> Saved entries

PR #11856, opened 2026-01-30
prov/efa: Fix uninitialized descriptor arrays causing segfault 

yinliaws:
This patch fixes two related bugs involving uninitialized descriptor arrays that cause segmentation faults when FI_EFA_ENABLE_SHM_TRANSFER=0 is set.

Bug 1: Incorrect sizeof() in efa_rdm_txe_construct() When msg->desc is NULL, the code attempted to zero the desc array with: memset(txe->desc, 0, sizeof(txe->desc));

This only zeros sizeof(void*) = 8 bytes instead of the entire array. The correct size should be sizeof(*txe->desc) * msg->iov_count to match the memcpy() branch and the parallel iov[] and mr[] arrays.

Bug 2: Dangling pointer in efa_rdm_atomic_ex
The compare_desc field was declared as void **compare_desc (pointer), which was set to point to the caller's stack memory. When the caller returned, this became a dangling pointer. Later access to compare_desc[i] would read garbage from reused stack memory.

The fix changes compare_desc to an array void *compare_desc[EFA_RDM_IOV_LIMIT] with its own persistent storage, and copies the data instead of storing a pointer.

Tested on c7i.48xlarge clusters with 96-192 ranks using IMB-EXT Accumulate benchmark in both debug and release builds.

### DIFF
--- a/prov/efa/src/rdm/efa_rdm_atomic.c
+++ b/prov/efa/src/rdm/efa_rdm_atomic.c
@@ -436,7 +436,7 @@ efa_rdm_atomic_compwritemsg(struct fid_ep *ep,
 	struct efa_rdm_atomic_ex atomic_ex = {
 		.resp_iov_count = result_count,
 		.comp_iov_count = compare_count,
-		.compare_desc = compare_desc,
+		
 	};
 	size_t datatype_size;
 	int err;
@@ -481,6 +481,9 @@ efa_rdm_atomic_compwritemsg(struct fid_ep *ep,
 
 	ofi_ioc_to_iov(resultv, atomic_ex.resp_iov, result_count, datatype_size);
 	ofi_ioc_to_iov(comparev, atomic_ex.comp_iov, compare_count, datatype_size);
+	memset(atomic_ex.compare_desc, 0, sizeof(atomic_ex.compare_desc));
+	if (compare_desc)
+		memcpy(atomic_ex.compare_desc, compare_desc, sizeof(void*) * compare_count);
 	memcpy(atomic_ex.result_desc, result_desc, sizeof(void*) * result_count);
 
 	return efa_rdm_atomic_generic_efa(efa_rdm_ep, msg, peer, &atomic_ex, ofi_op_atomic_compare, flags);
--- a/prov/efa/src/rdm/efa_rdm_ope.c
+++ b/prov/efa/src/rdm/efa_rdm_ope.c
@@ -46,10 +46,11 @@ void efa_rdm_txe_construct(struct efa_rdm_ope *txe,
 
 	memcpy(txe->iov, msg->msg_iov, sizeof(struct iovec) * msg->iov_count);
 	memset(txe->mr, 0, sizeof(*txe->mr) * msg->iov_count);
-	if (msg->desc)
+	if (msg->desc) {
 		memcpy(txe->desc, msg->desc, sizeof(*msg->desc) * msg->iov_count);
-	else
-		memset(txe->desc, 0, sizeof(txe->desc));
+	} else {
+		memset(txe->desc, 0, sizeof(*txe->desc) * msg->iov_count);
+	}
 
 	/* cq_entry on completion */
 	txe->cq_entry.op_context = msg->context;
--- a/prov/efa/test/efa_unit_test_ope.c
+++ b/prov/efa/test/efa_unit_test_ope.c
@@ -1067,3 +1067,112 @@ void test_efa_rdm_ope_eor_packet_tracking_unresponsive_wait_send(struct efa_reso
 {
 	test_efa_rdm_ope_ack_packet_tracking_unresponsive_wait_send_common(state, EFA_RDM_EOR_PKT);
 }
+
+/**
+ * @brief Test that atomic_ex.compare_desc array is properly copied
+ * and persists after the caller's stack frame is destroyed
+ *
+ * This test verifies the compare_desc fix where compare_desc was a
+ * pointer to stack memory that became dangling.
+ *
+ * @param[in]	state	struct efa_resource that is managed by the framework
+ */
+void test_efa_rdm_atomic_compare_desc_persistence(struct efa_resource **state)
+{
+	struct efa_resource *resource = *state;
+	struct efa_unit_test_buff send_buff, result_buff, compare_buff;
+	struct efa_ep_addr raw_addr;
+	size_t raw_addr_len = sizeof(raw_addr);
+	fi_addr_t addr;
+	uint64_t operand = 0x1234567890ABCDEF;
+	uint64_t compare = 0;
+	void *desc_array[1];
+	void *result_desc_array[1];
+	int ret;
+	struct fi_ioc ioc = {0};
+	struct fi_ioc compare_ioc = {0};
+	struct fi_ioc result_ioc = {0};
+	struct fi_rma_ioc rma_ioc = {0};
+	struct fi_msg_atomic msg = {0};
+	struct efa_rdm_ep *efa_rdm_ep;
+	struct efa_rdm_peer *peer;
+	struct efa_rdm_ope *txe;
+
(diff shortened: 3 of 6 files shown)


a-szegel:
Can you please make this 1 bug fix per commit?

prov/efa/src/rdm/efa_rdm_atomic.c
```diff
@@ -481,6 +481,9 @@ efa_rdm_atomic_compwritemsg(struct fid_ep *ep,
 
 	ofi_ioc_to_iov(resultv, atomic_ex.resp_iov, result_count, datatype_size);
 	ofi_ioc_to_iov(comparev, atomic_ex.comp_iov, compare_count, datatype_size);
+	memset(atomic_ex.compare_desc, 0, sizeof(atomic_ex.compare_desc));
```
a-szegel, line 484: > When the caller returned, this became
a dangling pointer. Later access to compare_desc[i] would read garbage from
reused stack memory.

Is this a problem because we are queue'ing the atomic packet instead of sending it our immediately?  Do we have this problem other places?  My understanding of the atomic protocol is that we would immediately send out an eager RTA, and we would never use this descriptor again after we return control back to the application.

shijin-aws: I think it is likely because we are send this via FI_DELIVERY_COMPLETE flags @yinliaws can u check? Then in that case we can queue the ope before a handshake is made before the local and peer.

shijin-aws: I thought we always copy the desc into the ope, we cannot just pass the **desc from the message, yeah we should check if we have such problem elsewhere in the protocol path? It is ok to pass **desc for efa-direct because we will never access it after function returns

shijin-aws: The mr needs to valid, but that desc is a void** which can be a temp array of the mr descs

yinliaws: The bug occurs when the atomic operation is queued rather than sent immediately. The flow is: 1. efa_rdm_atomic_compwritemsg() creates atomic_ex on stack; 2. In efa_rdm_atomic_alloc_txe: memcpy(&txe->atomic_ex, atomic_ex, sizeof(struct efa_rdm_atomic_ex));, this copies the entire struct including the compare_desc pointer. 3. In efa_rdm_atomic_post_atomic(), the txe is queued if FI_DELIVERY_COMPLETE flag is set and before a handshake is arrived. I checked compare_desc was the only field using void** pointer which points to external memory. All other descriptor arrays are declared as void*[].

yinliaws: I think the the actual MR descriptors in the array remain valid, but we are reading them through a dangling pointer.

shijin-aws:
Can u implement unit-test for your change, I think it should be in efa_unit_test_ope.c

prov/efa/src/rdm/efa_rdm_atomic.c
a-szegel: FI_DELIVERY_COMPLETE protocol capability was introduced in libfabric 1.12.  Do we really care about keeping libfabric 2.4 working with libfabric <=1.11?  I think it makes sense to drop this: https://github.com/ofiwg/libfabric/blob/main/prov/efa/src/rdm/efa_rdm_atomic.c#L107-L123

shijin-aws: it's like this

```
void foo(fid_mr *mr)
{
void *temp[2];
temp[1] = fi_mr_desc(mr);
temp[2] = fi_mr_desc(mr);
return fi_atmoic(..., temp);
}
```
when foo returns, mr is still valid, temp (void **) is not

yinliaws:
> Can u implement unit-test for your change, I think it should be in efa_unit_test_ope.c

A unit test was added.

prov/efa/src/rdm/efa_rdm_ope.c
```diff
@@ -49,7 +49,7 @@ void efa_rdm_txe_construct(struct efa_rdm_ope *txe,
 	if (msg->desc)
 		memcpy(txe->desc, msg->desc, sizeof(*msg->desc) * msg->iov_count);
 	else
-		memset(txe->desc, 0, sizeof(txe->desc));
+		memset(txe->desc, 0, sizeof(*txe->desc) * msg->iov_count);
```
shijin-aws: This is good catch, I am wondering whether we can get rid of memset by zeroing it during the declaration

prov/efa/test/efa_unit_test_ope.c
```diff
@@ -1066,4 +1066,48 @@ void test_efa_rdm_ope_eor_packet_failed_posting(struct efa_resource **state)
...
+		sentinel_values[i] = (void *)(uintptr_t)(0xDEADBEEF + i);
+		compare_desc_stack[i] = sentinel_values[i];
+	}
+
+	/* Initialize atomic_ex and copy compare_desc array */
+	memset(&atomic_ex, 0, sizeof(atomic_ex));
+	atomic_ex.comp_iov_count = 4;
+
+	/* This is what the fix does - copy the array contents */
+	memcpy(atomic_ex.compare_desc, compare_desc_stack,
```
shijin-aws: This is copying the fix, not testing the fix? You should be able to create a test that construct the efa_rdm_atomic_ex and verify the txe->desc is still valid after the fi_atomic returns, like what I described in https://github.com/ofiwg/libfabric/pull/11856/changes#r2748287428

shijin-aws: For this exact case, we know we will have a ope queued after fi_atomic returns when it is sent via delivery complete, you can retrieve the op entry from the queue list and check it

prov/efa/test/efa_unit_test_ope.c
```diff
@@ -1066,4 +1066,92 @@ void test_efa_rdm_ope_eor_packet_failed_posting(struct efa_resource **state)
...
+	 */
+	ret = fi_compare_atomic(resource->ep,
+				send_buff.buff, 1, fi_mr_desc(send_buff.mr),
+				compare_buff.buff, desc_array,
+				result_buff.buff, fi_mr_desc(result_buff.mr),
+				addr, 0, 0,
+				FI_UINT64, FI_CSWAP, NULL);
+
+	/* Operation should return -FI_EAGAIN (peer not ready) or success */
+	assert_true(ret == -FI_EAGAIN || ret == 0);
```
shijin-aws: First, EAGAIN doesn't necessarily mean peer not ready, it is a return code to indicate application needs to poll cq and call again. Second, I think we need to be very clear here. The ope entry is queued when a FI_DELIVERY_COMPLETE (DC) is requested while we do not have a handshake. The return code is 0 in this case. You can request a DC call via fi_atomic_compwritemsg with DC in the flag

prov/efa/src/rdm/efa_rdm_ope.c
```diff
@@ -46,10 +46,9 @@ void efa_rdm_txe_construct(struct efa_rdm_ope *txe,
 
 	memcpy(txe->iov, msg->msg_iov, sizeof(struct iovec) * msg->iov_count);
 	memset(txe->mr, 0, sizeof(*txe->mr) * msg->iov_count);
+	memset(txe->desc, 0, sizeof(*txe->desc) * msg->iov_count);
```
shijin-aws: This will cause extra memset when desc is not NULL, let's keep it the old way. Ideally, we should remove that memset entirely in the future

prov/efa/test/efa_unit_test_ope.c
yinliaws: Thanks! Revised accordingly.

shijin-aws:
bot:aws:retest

> EXERCISE GOAL
Across all the entries above, how many lines have the word "your" in them? Only the number, please.

> SOLVED PROBLEM
2